Sobre a lei atual, considero muito bem vinda, já que faz uma distinção entre usuários e traficantes. Mas, por outro lado, essa também é uma forma de separar membros da classe média, reconhecidos como os usuários, mais capazes de fazer protestos, reivindicar os seus direitos, que seriam muito mais difíceis de criminalizar atualmente, daqueles que seriam os supostos traficantes, oriundos da camadas mais pobres da população, das periferias, sem muitas opções de inserção social, e que por isso se engajariam no tráfico.
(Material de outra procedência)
PR #1694, opened 2025-02-19
feat(commands): Add descending order_by_name support

zackwithak13:
Currently, `order_by_name` does not respect sort direction. 
This addition would add support to toggle between ascending & descending name sort.

Potential issues - this does not add a sort order indicator.


pynappo:
> Potential issues - this does not add a sort order indicator.

Well I don't think any of them do, so that's okay.

I think along with this there should probably be an order_by_default command which just sets the sort_field_provider to nil? I might just merge this as-is though, i'll think about it in the morning.

PR #1697, opened 2025-02-20
feat(commands): Add descending order_by_name support

zackwithak13:
Expands #1694 

> Currently, `order_by_name` does not respect sort direction.
This addition would add support to toggle between ascending & descending name sort.

* Updates the state creation with a default sort of `{ label = "Name", direction = 1 }`
  * This prevents needing to send the `order_by_name` command twice to reverse sort order
* Adds a sort icon to the "Name" column when in "window" view
  * Should not apply to the "tab" view


pynappo (approved):
lgtm!

PR #1700, opened 2025-02-23
docs: update show logs comment in defaults.lua

616b2f:
found this small thing when I was trying to debug my custom source.


pynappo:
I was honestly considering reintroducing the command, but having just the lua command should be okay for now and the comment should have been updated regardless. ty!

pynappo (approved):

PR #1705, opened 2025-02-28
feat: configurable indent marker level

and-rs:
The current marker starts after the 2nd node, and this PR modifies the indent function to make the indent marker start from node 0 or 1, also making it configurable. Just like this:

combined

I tried covering some edge cases due to the different combinations from:
```lua
  local indent_size = config.indent_size
  local padding = config.padding
  local marker_start_level = config.marker_start_level
  local level = node.level
  local with_markers = config.with_markers
  local with_expanders = config.with_expanders == nil and file_nesting.is_enabled()
    or config.with_expanders
```

Most of the logic was changed, of course I am open to improving the quality of the code and implement perhaps more edge cases or anything else. Thank you

### DIFF
--- a/README.md
+++ b/README.md
@@ -157,6 +157,7 @@ use {
           },
           indent = {
             indent_size = 2,
+            level = 2,
             padding = 1, -- extra padding on left hand side
             -- indent guides
             with_markers = true,
--- a/doc/neo-tree.txt
+++ b/doc/neo-tree.txt
@@ -1035,6 +1035,7 @@ for each source, or just do it once in the default_component_configs section:
           indent_marker = "│",
           last_indent_marker = "└",
           indent_size = 2,
+          level = 2
         },
       },
     })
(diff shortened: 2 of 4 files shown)


and-rs:
Alright, I refactored the code again, and this should handle most cases for indentation options. Perhaps other people trying it would be great.

sand4rt:
It works great on my machine. Got the same behaviour as the screenshots in the PR description. 

Not a showstopper IMO, but it would be nice if `marker_start_level = 0` + `hide_root_node = false`:

image

would behave same as with `marker_start_level = 0` + `hide_root_node = true`:

image

sand4rt:
found something:

image


the indenting / marker looks off when using: `["<"] = "prev_source"` `[">"] = "next_source"`, this is probably the git view?

and-rs:
Mmm yea I just saw that too, I guess I never use other sources, that's a really weird extra padding. Will check that out tomorrow or Tuesday. Thank you for testing it out

sand4rt:
Did you make any more progress? Maybe we should merge it as is?

PR #1735, opened 2025-03-18
fix(filesystem): don't try to close nil dir

AThePeanut4:
In `sync_scan`, if `fs_opendir` errors then it will still try to run `fs_closedir(dir)`, causing an error since `dir` is `nil`. The easiest way to reproduce the issue is to create a folder and remove all its permissions, then try to navigate to it in neo-tree.

I've also removed the `pcall`'s around the uv functions, which are unnecessary since errors are returned rather than being "thrown".


pynappo (approved):
ty!

PR #1765, opened 2025-04-15
fix(filesystem): handle case-insensitive renames on all OSs

iusx:
## error

**helloworld.c** and **Helloworld.c** are recognized as the same file

I found a small issue with neo-tree. For example, if your file is named:

`helloworld.c`

and you want to rename it to:

`Helloworld.c`

you will get the ` warning: already exists, canceling`.

---

Neovim version information:

```
NVIM v0.10.4
Build type: Release
LuaJIT 2.1.1741730670
Run ":verbose version" for more info
```

---

System info:
```
Darwin IUSX 24.1.0 Darwin Kernel Version 24.1.0: Thu Oct 10 21:03:11 PDT 2024; root:xnu-11215.41.3~2/RELEASE_ARM64_T6020 arm64
```

I know this issue doesn’t exist on Linux, but it does exist on my macOS system. This PR might have some issues, but it works fine on my system and fixes the problem. However, the code might not be very elegant.

### DIFF
--- a/lua/neo-tree/sources/filesystem/lib/fs_actions.lua
+++ b/lua/neo-tree/sources/filesystem/lib/fs_actions.lua
@@ -26,7 +26,7 @@ local function rename_is_safe(original_path, destination)
     return true
   end
 
-  if utils.is_windows then
+  if utils.is_windows or utils.is_macos then
     -- check to see if we're just renaming the original to a different case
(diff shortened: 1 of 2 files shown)


iusx (commented):
OMG, it can do that too? That’s amazing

Hoje em dia, temos uma sociedade capitalista, neoliberal, extremamente excludente, que expulsa cada vez mais pessoas do sistema, que têm que viver à margem e que são vistas como uma ameaça pela sociedade. Então, nessa lógica, teríamos que ter alguma forma de controlar esses “novos bárbaros” e nada como uma lei bastante genérica contra traficantes para fazer isso. Assim, todas as pessoas que são dessa parte excluída da sociedade são automaticamente consideradas traficantes, ou relacionadas ao tráfico, taxada como “daquele mundo”. Dessa forma, todos eles podem ser enquadrados nessa categoria e quando há ações violentas de repressão em favelas e bairros pobres, que matam pessoas, violam direitos humanos, etc, são consideradas justificáveis em nome da “Guerra às Drogas” e do objetivo de manter essa população sobre controle. Eu acho que essa lei serve muito para reforçar os órgãos de repressão e manter esse tipo de ordem que nós estamos vivendo hoje.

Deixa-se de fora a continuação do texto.